Start of MATERIAL FOR THE TASK

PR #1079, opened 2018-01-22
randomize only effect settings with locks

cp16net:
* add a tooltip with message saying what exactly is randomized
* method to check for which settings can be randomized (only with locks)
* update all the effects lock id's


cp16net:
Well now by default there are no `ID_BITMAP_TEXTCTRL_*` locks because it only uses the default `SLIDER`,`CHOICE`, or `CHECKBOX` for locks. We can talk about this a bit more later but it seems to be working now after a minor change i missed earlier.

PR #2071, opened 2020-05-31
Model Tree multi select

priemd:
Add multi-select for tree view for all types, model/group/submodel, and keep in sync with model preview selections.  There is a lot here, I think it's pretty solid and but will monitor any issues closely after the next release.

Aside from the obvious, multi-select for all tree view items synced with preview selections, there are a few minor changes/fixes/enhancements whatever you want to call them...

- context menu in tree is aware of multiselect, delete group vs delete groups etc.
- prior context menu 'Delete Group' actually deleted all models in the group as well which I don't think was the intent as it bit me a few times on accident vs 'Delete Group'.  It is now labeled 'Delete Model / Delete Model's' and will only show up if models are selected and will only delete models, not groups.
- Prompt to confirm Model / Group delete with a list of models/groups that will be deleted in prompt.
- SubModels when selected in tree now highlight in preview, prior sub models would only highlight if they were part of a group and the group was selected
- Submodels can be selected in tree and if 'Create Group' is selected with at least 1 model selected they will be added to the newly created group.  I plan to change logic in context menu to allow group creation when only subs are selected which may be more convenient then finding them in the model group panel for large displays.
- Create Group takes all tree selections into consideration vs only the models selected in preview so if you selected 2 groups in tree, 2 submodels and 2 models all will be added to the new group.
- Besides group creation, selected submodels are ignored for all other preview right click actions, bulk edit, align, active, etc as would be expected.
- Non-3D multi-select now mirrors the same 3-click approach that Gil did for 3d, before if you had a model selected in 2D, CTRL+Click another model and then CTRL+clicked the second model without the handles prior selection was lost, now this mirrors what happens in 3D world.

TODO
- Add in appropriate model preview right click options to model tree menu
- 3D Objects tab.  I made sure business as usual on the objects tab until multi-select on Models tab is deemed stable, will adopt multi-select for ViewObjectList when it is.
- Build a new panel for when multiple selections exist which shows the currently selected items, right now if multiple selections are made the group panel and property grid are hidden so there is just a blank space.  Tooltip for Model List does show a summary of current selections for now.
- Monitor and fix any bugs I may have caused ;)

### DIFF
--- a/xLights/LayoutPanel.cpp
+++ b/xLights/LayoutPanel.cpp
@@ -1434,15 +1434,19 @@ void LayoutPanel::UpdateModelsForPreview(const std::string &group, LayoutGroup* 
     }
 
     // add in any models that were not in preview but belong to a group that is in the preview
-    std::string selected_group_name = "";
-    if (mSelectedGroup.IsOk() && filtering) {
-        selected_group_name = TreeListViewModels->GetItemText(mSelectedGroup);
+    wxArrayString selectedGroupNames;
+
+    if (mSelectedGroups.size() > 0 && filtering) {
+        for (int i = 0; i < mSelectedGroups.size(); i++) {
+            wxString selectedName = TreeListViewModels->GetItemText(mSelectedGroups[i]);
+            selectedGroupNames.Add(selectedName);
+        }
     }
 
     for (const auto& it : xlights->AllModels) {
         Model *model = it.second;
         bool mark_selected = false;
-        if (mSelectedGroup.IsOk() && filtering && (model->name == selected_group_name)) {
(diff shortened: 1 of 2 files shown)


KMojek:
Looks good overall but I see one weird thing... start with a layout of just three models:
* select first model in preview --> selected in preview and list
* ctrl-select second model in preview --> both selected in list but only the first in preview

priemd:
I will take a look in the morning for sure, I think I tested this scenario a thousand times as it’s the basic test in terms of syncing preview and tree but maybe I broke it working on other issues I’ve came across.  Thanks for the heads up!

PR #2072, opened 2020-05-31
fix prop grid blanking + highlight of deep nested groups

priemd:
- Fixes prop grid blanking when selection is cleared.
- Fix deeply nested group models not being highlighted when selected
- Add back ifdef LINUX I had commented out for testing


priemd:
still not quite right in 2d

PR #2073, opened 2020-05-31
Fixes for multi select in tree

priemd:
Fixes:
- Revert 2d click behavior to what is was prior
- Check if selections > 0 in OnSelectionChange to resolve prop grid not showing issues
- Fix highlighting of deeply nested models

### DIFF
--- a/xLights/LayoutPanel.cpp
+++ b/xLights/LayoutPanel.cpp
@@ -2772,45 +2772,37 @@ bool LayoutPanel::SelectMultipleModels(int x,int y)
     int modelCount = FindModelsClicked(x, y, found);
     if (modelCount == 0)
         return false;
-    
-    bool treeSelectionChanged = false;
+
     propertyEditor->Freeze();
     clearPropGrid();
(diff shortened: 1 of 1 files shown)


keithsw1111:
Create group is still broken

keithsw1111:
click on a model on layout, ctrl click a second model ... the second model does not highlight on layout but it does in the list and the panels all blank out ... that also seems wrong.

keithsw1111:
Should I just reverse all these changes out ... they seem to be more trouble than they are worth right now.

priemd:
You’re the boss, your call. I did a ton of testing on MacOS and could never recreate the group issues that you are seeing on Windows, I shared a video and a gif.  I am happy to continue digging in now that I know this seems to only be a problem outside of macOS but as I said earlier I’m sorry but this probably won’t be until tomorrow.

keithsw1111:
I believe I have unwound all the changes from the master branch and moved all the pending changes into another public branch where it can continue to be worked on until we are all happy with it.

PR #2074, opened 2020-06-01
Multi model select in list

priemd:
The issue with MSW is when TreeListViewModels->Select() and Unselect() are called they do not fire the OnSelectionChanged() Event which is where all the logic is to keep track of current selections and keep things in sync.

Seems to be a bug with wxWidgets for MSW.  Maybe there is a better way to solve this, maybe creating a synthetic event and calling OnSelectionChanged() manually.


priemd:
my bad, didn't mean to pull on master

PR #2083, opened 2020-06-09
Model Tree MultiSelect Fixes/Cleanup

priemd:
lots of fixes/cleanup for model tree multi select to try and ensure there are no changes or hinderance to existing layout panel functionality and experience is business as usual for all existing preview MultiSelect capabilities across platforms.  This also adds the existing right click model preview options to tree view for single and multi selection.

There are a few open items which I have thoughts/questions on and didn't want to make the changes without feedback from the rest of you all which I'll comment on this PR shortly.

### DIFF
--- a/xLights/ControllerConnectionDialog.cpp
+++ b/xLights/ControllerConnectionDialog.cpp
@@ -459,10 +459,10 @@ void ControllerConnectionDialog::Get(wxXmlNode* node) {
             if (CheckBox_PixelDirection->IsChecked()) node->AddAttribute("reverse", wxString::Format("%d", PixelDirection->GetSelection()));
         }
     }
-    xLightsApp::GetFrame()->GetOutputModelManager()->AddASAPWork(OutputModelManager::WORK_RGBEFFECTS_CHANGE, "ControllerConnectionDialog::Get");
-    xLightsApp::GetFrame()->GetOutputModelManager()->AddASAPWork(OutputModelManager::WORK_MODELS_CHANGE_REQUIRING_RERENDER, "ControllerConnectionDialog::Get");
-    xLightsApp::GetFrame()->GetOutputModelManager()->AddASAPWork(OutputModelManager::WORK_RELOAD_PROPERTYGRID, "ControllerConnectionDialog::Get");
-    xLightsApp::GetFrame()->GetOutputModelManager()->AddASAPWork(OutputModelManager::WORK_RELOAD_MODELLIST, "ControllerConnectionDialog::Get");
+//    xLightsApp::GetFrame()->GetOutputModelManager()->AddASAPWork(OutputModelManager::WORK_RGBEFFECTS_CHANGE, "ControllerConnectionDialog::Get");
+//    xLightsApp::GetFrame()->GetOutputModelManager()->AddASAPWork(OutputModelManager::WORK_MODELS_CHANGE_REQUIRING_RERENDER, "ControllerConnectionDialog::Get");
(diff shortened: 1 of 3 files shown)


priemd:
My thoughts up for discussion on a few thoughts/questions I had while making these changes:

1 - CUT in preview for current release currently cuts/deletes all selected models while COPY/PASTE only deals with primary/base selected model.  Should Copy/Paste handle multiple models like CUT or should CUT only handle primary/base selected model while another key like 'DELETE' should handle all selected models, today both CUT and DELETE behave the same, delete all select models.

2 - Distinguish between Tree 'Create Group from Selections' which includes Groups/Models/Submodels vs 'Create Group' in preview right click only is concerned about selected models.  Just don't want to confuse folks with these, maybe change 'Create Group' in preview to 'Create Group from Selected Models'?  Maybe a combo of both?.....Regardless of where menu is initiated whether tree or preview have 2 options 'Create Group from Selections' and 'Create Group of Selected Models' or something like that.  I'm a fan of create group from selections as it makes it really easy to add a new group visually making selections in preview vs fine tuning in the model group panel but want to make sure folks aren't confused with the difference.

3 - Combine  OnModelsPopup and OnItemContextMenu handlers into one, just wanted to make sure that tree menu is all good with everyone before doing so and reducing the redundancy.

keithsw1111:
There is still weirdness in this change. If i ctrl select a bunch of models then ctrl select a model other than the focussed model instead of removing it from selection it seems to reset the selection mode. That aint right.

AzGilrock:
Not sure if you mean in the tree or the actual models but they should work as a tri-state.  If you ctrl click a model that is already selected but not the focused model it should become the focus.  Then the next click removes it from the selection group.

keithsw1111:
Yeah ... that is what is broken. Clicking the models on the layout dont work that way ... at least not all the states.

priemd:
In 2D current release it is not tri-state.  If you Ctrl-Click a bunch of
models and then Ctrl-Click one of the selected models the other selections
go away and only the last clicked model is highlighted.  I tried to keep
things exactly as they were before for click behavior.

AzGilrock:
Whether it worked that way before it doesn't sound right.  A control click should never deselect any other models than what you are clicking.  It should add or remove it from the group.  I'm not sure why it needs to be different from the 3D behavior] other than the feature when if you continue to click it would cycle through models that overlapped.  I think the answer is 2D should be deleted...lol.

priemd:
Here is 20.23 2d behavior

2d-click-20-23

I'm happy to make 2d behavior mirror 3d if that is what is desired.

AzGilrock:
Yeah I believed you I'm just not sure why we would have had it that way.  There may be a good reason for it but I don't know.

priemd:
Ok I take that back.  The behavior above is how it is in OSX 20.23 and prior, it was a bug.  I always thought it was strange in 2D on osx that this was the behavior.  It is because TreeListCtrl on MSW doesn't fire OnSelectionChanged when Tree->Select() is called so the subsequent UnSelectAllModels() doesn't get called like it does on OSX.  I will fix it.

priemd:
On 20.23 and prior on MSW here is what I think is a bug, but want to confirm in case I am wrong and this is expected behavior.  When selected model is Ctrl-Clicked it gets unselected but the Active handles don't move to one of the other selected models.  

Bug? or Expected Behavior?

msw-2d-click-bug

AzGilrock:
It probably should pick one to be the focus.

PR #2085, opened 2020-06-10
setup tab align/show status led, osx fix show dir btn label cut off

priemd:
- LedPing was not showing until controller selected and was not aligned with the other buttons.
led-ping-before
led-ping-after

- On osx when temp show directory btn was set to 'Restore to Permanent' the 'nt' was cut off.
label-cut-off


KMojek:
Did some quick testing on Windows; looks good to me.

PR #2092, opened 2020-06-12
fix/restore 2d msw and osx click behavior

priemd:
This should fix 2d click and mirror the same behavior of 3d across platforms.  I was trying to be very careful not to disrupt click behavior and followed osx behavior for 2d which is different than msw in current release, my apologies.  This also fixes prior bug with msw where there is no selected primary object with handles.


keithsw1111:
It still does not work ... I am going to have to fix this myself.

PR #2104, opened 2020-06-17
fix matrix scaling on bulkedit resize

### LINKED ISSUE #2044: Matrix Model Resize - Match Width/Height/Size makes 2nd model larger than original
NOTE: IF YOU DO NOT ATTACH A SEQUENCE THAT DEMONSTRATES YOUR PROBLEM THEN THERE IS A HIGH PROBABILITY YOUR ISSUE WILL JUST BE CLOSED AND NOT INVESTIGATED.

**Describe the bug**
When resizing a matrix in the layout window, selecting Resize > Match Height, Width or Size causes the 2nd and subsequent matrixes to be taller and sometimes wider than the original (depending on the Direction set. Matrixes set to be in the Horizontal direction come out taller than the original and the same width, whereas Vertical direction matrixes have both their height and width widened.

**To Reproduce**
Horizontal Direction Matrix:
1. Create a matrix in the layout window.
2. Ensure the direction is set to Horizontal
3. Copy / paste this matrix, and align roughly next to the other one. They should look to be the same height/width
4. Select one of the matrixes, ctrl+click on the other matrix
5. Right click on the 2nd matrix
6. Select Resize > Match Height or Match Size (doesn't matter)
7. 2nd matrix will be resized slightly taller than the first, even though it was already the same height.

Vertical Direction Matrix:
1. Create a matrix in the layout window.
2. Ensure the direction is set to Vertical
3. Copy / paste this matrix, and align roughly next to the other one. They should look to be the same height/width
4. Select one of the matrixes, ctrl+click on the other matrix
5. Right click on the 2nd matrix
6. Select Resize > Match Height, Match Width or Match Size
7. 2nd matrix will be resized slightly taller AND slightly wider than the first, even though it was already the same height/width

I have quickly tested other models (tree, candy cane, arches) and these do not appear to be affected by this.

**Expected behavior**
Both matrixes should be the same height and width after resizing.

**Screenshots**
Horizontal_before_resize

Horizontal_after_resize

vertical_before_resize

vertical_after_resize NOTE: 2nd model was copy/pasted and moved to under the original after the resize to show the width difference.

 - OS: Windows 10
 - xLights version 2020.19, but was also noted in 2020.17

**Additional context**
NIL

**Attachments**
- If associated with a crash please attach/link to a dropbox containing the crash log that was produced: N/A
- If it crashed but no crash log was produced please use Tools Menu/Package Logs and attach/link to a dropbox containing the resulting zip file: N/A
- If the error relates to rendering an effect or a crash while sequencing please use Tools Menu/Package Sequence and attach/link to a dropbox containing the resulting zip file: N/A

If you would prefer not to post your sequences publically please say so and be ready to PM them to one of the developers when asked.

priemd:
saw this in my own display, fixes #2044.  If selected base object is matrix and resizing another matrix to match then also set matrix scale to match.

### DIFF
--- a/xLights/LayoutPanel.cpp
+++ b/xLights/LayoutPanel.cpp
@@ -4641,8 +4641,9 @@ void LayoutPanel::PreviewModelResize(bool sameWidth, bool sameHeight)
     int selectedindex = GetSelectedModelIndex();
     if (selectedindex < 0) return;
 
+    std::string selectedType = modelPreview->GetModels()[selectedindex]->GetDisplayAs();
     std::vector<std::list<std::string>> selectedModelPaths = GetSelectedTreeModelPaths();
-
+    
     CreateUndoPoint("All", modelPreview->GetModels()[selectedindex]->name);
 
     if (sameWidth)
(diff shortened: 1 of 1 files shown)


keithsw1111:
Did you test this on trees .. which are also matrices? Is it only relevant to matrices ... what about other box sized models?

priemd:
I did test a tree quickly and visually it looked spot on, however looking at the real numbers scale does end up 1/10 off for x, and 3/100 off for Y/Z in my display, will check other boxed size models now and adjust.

End of MATERIAL FOR THE TASK

◆ EXERCISE BRIEF
The lines to copy run from the start of the records above through the line holding "effects lock id's"; give them exactly, both ends included, and nothing else.

◆ REPLY
PR #1079, opened 2018-01-22
randomize only effect settings with locks

cp16net:
* add a tooltip with message saying what exactly is randomized
* method to check for which settings can be randomized (only with locks)
* update all the effects lock id's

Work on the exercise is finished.